The Data Science Code of Professional Conduct of the Data Science Associationprovides ethical guidelines to help the data science practitioner. Rule 8 - Data Science Evidence, Quality of Data and Quality of Evidence - states in relevant part:

(a) A data scientist shall inform the client of all data science results and material facts known to the data scientist that will enable the client to make informed decisions, whether or not the data science evidence are adverse.

(b) A data scientist shall rate the quality of data and disclose such rating to client to enable client to make informed decisions. The data scientist understands that bad or uncertain data quality may compromise data science professional practice and may communicate a false reality or promote an illusion of understanding. The data scientist shall take reasonable measures to protect the client from relying and making decisions based on bad or uncertain data quality.

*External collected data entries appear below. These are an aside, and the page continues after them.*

PR #131, opened 2024-03-15
Creates code coverage github action

EthanHeilman:
Adds the ncruces/go-coverage-report@v0 code coverage tool to our github actions workflow. This is only run after a PR is merged to main. It is not run on every pull request.

### DIFF
--- a/.github/workflows/go.yml
+++ b/.github/workflows/go.yml
@@ -5,10 +5,6 @@ on:
     paths:
       - '**.go'
 
-permissions:
-  contents: write
-  pages: write
-
 jobs:
   gofmt:
     name: Check Code Formatting
--- a/.github/workflows/go.yml
+++ b/.github/workflows/go.yml
@@ -5,6 +5,10 @@ on:
     paths:
       - '**.go'
 
+permissions:
+  contents: write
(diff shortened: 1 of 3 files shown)


.github/workflows/go.yml
```diff
@@ -56,3 +60,5 @@ jobs:
 
     - name: Test
       run: go test ./...
+
+
```
mrjoelkamp, line 64:
```suggestion

```

.github/workflows/go.yml
```diff
@@ -5,6 +5,10 @@ on:
     paths:
       - '**.go'
 
+permissions:
+  contents: write
+  pages: write
+
```
mrjoelkamp, line 11: what are these permissions for? I see they are required for `ncruces/go-coverage-report` in the other workflow

EthanHeilman: Excellent catch! I created the second workflow specifically so that the go.yml wouldn't get these permissions.

EthanHeilman: Fixed!

mrjoelkamp (approved):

(c) A data scientist shall rate the quality of evidence and disclose such rating to client to enable client to make informed decisions. The data scientist understands that evidence may be weak or strong or uncertain and shall take reasonable measures to protect the client from relying and making decisions based on weak or uncertain evidence.

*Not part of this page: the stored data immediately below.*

PR #139, opened 2024-03-19
Removes unused function argument in x509/example

EthanHeilman:
Three line change, removing an unused function argument in an example. Merging this gets us to zero golang warnings.


mrjoelkamp (approved):
🎉

mrjoelkamp (approved):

(f) A data scientist shall not knowingly:

(1) fail to use scientific methods in performing data science;

(2) fail to rank the quality of evidence in a reasonable and understandable manner for the client;

(3) claim weak or uncertain evidence is strong evidence;

(4) misuse weak or uncertain evidence to communicate a false reality or promote an illusion of understanding;

(5) fail to rank the quality of data in a reasonable and understandable manner for the client;

(6) claim bad or uncertain data quality is good data quality;

(7) misuse bad or uncertain data quality to communicate a false reality or promote an illusion of understanding;

(8) fail to disclose any and all data science results or engage in cherry-picking;

(9) fail to attempt to replicate data science results;

(10) fail to disclose that data science results could not be replicated;

(11) misuse data science results to communicate a false reality or promote an illusion of understanding;

(12) fail to disclose failed experiments or disconfirming evidence known to the data scientist to be directly adverse to the position of the client;

(13) offer evidence that the data scientist knows to be false. If a data scientist questions the quality of data or evidence the data scientist must disclose this to the client. If a data scientist has offered material evidence and the data scientist comes to know of its falsity, the data scientist shall take reasonable remedial measures, including disclosure to the client. A data scientist may disclose and label evidence the data scientist reasonably believes is false;

(14) cherry-pick data and data science evidence.

Wise counsel for the dedicated professional data scientist and absolutely necessary to maintain credibility and confidence for both clients and the public.